On the Relation Between the Sharpest Directions of DNN Loss and the SGD Step Length
Stanisław Jastrzębski, Zachary Kenton, Nicolas Ballas, Asja Fischer, Yoshua Bengio, Amos Storkey
TL;DR
This work investigates how SGD interacts with the sharpest Hessian directions during full neural network training. It shows that the top curvature grows early and peaks at a level determined by the learning rate and batch size, and that SGD steps aligned with the sharpest directions are often too large to minimize in that subspace. By analyzing gradients projected onto sharpest directions, the authors reveal that optimization along these directions is ineffective, yet the alignment remains strong, motivating a targeted variant. They introduce Nudged-SGD, which reduces the learning rate along the sharpest directions to probe faster optimization and potentially sharper, better-generalizing minima, with results that depend on model and dataset.

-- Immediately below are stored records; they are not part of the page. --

PR #4733, opened 2022-07-11
Get rid of _.isPlainObject

joehan:
### Description
Get rid of _.isPlainObject(). Also, fix test-functions-config so that I could verify that these changes were safe.

isPlainObject behaves slightly differently than `typeof == 'object' && !==null` - it returns false if the object prototype has a constructor. However, AFAICT, the difference isn't relevant in these 2 uses.

### Scenarios Tested
Screen Shot 2022-07-11 at 10 14 42 AM

### DIFF
--- a/scripts/test-functions-config.js
+++ b/scripts/test-functions-config.js
@@ -18,7 +18,6 @@ var tmp = require("tmp");
 
 var api = require("../lib/api");
 var scopes = require("../lib/scopes");
-var { configstore } = require("../lib/configstore");
 
 var projectId = process.argv[2] || "functions-integration-test";
 var localFirebase = __dirname + "/../lib/bin/firebase.js";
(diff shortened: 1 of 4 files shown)


scripts/test-functions-config.js
```diff
@@ -29,7 +29,6 @@ var preTest = function () {
   var dir = tmp.dirSync({ prefix: "cfgtest_" });
   tmpDir = dir.name;
   fs.copySync(projectDir, tmpDir);
-  api.setRefreshToken(configstore.get("tokens").refresh_token);
```
taeold, line 32: is this intentional?

taeold (approved):

scripts/test-functions-config.js
bkendall: It does exist in apiv2, if that matters. I'm not entirely sure though :)

bkendall (approved):

PR #4737, opened 2022-07-13
Fix invoker type mismatch for https functions.

akongara-goog:
### Description

Fix invoker type mismatch for https functions. Invoker was string[] in TriggerAnnotation but ServiceAccount (a.k.a string) in build.HttpsTrigger. This was causing problems with explicitly set invokers.

### Scenarios Tested

- Deploying with no specified invoker.
- Deploying with invoker "public".
- Deploying with invoker "private".
- Deploying with invoker set to 1 service account.
- Deploying with invoker set to 2 service accounts.

### DIFF
--- a/CHANGELOG.md
+++ b/CHANGELOG.md
@@ -1,0 +1,1 @@
+- Fix invoker type mismatch for https functions.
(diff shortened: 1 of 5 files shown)


taeold (approved):
I wish we had some test case for `discoverTrigger` function in `build.ts`.

It seems like that is where the bug was hidden, and unsurprisingly that function isn't being tested at all.

taeold (approved):
Can we add an entry on CHANGELOG.md?

akongara-goog:
> Can we add an entry on CHANGELOG.md?

Done.

> I wish we had some test case for `discoverTrigger` function in `build.ts`.
> 
> It seems like that is where the bug was hidden, and unsurprisingly that function isn't being tested at all.

Added a test with just a couple of basic cases that we can add on to.

PR #4738, opened 2022-07-13
utility files cleanup with tests

bkendall:
### Description

Some very trivial error message updates, typing, and tests.

### DIFF
--- a/src/requireConfig.ts
+++ b/src/requireConfig.ts
@@ -1,11 +1,18 @@
 import { FirebaseError } from "./error";
 import { Options } from "./options";
 
+/**
+ * Rejects if there is no config in `options`.
+ */
 export async function requireConfig(options: Options): Promise<void> {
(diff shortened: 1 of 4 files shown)


src/requireConfig.ts
```diff
@@ -1,11 +1,18 @@
 import { FirebaseError } from "./error";
 import { Options } from "./options";
 
+/**
+ * Rejects if there is no config in `options`.
+ */
 export async function requireConfig(options: Options): Promise<void> {
```
joehan, line 7: nit: no longer needs to be marked async since there's no await

joehan (approved):

src/requireConfig.ts
bkendall: but, but, it's so nice to keep it there! doesn't let it _not_ return a Promise by accident too (even though the return type there helps)

Issue #4735, opened 2022-07-13
Deploy functions not working


arthurgubaidullin:
### [REQUIRED] Environment info

**firebase-tools:** 11.2.2

**Platform:** macOS

### [REQUIRED] Test case

`firebase deploy --only functions`

### [REQUIRED] Steps to reproduce

`firebase deploy --only functions`

### [REQUIRED] Expected behavior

Overall, the paper highlights how curvature in the sharpest directions guides training dynamics and generalization, offering a framework for designing optimizers tailored to the loss surface in deep networks.
Abstract
Stochastic Gradient Descent (SGD) based training of neural networks with a large learning rate or a small batch-size typically ends in well-generalizing, flat regions of the weight space, as indicated by small eigenvalues of the Hessian of the training loss. However, the curvature along the SGD trajectory is poorly understood. An empirical investigation shows that initially SGD visits increasingly sharp regions, reaching a maximum sharpness determined by both the learning rate and the batch-size of SGD. When studying the SGD dynamics in relation to the sharpest directions in this initial phase, we find that the SGD step is large compared to the curvature and commonly fails to minimize the loss along the sharpest directions. Furthermore, using a reduced learning rate along these directions can improve training speed while leading to both sharper and better generalizing solutions compared to vanilla SGD. In summary, our analysis of the dynamics of SGD in the subspace of the sharpest directions shows that they influence the regions that SGD steers to (where larger learning rate or smaller batch size result in wider regions visited), the overall training speed, and the generalization ability of the final model.